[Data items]
BEGIN

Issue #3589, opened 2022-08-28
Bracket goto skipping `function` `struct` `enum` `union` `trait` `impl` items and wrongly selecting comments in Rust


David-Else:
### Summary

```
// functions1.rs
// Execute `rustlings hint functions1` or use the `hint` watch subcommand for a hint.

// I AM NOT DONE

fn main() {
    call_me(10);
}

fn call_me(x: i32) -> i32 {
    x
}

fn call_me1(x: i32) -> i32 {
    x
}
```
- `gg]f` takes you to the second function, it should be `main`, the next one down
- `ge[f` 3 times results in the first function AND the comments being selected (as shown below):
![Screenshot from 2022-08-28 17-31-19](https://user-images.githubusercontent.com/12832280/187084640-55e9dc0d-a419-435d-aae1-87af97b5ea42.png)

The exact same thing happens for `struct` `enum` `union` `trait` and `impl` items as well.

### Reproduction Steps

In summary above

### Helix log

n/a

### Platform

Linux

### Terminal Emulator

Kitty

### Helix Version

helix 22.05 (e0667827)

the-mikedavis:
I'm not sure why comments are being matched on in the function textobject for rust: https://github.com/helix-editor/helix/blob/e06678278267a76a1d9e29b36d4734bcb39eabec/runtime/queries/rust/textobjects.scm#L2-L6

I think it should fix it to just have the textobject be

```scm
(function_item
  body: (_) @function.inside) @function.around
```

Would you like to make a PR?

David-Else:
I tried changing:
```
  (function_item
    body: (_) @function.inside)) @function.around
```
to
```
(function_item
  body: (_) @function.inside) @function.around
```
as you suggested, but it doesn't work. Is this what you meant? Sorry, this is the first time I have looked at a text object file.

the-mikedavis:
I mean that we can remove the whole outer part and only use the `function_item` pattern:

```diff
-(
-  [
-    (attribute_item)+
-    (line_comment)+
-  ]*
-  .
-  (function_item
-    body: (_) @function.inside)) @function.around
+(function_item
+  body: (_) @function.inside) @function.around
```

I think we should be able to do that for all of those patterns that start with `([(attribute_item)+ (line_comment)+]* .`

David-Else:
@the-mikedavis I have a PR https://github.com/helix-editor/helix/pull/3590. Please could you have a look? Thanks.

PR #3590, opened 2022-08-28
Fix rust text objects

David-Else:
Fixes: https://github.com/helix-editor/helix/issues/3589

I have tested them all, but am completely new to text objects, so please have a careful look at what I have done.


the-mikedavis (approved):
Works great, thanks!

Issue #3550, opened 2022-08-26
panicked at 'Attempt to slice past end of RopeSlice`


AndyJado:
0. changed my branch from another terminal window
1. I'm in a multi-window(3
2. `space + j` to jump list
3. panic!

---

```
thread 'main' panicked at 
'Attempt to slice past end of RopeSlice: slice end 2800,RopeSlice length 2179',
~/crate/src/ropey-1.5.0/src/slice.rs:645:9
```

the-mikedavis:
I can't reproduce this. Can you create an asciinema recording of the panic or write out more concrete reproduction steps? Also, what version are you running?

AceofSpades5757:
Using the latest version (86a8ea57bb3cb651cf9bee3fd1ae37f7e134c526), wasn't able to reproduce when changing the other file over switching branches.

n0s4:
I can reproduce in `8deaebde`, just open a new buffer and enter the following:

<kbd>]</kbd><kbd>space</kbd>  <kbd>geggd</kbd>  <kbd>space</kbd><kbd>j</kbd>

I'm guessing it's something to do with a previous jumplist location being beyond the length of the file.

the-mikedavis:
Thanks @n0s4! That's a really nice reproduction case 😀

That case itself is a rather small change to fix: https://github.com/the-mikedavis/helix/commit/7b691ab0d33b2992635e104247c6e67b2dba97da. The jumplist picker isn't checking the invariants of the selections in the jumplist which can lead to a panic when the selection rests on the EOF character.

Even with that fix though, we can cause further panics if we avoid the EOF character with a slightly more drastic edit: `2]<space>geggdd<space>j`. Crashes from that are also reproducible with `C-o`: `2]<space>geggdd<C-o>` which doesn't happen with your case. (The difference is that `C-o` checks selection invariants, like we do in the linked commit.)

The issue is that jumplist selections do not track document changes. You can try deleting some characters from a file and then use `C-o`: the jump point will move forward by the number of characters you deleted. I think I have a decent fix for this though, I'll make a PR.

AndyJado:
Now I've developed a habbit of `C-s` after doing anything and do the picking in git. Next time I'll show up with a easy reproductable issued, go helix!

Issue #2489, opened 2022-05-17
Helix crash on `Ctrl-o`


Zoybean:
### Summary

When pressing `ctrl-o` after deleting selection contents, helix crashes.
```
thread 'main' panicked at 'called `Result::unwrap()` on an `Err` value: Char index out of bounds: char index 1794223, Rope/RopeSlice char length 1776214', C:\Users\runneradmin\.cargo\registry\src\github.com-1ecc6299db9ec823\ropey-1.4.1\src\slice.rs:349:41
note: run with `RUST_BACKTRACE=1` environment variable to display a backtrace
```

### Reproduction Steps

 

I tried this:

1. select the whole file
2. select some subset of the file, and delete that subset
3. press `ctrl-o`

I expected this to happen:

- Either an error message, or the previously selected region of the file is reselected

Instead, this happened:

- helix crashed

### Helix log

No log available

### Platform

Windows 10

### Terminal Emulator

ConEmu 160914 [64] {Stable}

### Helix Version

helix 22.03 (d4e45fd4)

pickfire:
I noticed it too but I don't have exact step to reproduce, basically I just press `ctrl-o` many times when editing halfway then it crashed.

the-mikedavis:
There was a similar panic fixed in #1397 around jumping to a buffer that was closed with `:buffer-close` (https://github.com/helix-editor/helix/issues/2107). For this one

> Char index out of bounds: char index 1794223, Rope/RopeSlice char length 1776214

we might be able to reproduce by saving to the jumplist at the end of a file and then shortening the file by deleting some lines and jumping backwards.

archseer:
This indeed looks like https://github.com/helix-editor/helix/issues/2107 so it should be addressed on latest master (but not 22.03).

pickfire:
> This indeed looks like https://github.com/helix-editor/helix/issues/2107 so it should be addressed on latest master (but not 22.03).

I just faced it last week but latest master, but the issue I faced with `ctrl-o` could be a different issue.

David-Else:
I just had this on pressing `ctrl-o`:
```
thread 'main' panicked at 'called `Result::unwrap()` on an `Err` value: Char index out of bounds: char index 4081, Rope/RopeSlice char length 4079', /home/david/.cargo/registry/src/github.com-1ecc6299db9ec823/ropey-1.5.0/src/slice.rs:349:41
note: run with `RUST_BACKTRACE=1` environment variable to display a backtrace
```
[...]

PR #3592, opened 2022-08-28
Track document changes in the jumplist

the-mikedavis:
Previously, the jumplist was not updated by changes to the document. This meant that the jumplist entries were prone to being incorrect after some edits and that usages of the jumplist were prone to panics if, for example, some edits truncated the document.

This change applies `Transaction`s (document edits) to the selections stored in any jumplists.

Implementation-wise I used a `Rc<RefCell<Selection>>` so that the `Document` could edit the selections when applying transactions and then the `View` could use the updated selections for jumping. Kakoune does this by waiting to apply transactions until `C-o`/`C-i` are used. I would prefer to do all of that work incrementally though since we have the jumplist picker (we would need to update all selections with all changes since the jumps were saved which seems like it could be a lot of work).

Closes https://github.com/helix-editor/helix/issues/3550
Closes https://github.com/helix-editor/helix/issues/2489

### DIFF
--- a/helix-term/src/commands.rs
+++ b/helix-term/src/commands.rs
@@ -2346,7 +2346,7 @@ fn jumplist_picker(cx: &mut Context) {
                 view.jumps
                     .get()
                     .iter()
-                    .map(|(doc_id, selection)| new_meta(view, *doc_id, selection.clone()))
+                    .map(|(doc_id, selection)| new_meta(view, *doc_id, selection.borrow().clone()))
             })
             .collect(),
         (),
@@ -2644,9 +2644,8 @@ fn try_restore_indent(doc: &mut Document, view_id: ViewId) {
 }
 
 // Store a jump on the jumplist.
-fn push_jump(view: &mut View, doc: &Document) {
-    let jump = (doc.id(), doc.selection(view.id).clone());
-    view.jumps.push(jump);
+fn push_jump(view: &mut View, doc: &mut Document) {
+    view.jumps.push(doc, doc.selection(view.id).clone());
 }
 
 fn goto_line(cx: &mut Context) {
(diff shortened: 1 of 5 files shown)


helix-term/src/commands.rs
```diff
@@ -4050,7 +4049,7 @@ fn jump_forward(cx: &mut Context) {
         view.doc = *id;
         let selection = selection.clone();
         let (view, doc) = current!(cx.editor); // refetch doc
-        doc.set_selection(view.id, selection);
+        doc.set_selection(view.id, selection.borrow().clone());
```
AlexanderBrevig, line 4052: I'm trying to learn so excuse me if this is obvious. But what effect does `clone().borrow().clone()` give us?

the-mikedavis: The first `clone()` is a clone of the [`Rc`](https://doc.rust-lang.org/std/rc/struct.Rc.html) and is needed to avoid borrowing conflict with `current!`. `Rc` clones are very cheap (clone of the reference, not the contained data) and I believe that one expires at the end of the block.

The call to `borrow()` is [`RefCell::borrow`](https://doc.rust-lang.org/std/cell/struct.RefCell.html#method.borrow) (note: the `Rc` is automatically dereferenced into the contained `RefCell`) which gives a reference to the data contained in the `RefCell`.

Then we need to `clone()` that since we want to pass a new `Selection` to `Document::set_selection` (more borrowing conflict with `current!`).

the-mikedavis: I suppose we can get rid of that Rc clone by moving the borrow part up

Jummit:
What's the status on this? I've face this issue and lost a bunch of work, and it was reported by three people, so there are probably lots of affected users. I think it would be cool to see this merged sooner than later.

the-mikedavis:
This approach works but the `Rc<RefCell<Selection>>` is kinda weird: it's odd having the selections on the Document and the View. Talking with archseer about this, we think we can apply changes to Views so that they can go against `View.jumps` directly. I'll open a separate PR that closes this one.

END
BEGIN

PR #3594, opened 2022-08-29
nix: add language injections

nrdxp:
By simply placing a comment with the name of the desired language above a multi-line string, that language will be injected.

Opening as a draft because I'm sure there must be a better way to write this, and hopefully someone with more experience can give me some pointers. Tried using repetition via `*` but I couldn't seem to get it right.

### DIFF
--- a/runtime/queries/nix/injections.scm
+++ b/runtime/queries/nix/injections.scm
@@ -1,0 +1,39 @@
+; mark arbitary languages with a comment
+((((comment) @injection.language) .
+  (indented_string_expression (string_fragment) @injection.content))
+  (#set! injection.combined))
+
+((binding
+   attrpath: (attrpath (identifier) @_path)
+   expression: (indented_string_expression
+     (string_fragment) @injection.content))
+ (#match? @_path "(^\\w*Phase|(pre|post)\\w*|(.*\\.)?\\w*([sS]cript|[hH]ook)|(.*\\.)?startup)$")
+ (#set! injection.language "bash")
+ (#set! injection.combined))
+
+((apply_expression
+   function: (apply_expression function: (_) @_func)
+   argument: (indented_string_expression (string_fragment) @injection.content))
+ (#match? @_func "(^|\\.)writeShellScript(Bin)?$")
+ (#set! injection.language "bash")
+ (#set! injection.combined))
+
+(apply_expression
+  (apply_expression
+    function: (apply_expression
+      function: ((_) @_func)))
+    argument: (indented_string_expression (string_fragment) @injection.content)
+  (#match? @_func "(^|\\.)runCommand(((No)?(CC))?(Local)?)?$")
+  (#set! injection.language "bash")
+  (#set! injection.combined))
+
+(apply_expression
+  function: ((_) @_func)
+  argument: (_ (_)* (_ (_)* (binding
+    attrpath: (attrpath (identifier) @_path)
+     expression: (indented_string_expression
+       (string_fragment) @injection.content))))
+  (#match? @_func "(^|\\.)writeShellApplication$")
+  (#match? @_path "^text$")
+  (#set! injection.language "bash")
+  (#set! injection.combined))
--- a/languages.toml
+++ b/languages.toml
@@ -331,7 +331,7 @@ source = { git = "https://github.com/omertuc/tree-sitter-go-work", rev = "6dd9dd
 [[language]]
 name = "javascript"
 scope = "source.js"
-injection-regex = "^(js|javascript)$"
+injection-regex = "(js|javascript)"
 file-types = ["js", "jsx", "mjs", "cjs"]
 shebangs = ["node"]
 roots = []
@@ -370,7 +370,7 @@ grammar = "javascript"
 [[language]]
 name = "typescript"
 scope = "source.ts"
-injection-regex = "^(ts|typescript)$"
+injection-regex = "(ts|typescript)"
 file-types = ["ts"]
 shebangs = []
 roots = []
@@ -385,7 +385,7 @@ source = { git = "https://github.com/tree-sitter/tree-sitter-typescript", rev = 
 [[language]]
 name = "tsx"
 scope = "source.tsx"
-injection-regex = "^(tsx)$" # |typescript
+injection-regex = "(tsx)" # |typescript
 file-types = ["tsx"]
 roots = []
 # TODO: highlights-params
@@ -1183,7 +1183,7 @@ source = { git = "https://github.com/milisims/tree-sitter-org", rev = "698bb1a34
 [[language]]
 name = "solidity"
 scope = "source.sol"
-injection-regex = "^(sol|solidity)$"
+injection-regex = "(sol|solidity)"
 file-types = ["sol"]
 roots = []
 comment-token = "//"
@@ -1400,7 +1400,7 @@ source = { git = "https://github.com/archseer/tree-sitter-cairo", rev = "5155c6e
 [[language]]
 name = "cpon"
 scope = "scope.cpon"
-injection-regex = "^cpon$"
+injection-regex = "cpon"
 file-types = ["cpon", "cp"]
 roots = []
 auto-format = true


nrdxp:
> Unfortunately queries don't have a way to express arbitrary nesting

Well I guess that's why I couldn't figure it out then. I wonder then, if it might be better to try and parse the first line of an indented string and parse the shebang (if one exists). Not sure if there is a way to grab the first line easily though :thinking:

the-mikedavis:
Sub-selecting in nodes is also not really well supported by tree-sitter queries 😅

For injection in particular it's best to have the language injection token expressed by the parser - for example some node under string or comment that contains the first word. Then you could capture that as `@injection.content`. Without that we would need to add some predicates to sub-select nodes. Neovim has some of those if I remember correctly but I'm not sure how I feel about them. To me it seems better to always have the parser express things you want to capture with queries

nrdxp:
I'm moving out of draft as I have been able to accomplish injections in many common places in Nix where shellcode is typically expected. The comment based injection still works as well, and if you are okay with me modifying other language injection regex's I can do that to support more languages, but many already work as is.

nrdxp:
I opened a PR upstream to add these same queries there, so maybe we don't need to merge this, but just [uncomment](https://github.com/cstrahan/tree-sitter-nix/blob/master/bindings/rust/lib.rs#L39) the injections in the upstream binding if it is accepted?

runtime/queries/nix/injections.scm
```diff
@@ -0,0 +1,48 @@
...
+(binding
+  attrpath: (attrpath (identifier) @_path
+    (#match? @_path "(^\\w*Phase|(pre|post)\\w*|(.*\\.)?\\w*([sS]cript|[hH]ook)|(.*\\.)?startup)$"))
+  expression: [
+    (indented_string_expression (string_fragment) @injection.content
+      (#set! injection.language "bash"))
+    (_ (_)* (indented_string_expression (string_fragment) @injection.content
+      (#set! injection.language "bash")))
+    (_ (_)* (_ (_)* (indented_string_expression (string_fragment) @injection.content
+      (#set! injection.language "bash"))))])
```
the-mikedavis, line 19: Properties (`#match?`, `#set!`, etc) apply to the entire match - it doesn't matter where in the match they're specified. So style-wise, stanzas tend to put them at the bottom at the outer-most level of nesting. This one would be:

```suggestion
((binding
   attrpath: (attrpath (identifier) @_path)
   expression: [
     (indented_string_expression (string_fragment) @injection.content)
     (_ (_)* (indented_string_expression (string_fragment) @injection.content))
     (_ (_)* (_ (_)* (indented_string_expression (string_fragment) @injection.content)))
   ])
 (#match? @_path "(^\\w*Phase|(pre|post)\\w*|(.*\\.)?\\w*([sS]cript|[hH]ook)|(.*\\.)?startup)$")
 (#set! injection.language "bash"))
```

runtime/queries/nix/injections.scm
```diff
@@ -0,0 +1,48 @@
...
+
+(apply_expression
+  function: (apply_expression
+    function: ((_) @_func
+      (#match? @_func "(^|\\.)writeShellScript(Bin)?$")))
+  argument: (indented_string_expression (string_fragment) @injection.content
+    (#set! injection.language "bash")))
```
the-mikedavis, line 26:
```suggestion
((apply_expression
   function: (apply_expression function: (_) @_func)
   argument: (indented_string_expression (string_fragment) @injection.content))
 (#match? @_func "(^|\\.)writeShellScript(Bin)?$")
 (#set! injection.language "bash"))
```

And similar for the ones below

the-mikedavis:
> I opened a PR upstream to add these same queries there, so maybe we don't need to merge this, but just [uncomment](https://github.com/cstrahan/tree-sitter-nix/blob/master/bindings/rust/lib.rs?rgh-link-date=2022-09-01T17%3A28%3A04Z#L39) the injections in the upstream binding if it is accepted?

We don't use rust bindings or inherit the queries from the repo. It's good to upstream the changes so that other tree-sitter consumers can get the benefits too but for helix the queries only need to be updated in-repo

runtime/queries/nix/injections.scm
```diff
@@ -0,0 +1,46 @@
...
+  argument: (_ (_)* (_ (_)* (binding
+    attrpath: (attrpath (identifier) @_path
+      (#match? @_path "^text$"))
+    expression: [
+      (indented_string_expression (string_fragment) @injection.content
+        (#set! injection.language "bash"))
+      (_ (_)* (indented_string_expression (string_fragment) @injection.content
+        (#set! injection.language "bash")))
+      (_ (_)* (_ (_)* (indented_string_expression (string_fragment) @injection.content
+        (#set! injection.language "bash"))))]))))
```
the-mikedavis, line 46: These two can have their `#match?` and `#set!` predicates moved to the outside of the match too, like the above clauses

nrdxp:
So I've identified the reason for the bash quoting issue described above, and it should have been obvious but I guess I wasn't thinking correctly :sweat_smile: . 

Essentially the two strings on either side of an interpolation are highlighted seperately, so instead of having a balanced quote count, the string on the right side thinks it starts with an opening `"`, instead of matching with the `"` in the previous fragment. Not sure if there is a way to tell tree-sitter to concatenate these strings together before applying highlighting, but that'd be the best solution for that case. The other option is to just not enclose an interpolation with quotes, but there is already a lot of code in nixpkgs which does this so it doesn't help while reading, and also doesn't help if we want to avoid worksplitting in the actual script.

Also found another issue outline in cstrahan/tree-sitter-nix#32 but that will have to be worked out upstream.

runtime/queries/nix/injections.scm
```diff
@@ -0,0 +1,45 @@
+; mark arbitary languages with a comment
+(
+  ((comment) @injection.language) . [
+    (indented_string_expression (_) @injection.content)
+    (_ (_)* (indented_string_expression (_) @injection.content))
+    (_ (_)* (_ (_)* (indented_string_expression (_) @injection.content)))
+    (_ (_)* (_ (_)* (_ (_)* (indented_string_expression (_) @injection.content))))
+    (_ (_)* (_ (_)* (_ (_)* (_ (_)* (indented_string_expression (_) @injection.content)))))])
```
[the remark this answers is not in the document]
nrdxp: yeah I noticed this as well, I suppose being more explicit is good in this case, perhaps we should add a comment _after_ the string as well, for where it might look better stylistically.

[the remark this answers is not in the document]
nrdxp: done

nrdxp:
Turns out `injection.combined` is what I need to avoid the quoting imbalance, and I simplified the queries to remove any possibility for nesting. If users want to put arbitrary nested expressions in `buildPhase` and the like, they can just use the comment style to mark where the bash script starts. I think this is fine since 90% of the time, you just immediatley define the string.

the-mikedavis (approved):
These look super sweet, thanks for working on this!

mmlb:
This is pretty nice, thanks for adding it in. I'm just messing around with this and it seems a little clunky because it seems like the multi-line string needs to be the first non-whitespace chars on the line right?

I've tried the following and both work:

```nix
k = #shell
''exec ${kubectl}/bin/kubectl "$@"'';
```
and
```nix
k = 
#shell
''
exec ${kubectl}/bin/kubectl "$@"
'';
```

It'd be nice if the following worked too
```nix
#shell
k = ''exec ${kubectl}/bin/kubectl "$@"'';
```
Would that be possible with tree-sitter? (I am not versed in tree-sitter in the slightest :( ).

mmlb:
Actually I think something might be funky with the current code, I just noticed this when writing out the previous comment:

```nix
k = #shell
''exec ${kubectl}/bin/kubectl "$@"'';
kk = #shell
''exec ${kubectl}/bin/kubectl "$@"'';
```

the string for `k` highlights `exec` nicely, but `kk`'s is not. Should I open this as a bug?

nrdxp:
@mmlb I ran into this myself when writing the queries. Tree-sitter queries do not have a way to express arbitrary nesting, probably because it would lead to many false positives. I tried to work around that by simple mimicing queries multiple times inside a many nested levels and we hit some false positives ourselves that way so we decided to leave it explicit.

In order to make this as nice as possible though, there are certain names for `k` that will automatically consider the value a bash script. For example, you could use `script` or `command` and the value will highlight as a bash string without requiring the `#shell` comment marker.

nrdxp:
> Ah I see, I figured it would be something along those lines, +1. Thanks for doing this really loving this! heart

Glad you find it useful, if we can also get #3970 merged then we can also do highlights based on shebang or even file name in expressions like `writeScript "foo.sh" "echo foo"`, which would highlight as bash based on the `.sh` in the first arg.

END

### Instructions to follow
For the word "around", tally the lines of the entries in which it appears and give the total alone.

### Output for this task
8